### Work required
Among the lines below, copy exactly those from the one with "abhinavmpandey08, line 599: maybe" through the one with "[the remark this", counting both ends.

---------------

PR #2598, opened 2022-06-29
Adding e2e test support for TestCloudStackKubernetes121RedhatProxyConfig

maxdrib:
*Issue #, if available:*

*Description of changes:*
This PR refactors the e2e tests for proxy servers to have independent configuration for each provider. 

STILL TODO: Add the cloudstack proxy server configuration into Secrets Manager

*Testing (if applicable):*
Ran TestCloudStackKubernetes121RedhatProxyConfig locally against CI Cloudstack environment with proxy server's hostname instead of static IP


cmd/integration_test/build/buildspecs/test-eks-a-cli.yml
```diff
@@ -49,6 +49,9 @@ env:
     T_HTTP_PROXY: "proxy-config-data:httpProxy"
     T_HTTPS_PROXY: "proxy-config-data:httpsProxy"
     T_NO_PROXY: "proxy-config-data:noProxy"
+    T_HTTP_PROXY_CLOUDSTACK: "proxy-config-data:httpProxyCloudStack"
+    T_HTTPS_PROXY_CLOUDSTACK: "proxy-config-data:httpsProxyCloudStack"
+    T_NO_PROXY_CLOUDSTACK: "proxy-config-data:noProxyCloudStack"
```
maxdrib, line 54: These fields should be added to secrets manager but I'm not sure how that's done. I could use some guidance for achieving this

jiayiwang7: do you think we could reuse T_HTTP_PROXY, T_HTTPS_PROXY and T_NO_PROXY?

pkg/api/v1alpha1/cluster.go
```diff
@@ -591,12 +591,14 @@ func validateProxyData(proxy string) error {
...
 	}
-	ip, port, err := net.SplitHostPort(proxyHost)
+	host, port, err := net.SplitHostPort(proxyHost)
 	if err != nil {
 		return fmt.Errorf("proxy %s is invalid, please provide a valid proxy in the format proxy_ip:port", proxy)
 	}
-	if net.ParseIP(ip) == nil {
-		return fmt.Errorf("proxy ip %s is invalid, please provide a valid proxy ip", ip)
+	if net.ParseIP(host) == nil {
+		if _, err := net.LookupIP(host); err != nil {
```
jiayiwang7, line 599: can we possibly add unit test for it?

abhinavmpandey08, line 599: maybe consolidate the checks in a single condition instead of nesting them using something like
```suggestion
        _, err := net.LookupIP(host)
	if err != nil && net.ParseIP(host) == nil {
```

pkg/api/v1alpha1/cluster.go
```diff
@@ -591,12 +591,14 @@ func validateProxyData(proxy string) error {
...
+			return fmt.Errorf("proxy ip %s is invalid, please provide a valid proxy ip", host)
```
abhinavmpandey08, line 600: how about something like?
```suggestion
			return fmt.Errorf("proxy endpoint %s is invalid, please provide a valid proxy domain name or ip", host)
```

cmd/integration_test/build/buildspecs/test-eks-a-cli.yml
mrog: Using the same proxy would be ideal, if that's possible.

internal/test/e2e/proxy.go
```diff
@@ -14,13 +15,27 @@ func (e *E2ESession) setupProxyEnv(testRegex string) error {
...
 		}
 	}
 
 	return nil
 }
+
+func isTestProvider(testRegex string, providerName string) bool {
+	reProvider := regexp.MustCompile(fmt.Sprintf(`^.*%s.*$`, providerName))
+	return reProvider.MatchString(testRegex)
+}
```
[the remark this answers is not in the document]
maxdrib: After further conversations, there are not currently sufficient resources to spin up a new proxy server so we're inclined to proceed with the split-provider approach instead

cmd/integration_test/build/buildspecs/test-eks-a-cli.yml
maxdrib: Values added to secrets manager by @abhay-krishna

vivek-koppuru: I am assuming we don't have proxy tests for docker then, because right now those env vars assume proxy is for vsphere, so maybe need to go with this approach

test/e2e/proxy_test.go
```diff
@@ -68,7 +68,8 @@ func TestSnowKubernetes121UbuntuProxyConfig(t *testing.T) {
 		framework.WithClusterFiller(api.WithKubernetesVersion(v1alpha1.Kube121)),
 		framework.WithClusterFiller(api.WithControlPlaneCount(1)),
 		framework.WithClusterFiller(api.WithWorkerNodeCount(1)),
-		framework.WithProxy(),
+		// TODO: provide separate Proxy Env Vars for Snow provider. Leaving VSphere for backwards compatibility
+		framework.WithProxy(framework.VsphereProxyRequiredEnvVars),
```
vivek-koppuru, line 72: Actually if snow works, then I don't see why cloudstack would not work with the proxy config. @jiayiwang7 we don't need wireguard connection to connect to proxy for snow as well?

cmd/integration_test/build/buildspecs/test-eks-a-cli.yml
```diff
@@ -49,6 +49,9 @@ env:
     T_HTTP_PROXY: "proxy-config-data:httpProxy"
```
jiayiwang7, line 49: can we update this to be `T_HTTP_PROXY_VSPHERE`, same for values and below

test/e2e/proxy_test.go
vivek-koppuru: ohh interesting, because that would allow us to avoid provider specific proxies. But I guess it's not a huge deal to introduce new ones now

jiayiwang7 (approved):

---------------

### Answer below
abhinavmpandey08, line 599: maybe consolidate the checks in a single condition instead of nesting them using something like
```suggestion
        _, err := net.LookupIP(host)
	if err != nil && net.ParseIP(host) == nil {
```

pkg/api/v1alpha1/cluster.go
```diff
@@ -591,12 +591,14 @@ func validateProxyData(proxy string) error {
...
+			return fmt.Errorf("proxy ip %s is invalid, please provide a valid proxy ip", host)
```
abhinavmpandey08, line 600: how about something like?
```suggestion
			return fmt.Errorf("proxy endpoint %s is invalid, please provide a valid proxy domain name or ip", host)
```

cmd/integration_test/build/buildspecs/test-eks-a-cli.yml
mrog: Using the same proxy would be ideal, if that's possible.

internal/test/e2e/proxy.go
```diff
@@ -14,13 +15,27 @@ func (e *E2ESession) setupProxyEnv(testRegex string) error {
...
 		}
 	}
 
 	return nil
 }
+
+func isTestProvider(testRegex string, providerName string) bool {
+	reProvider := regexp.MustCompile(fmt.Sprintf(`^.*%s.*$`, providerName))
+	return reProvider.MatchString(testRegex)
+}
```
[the remark this answers is not in the document]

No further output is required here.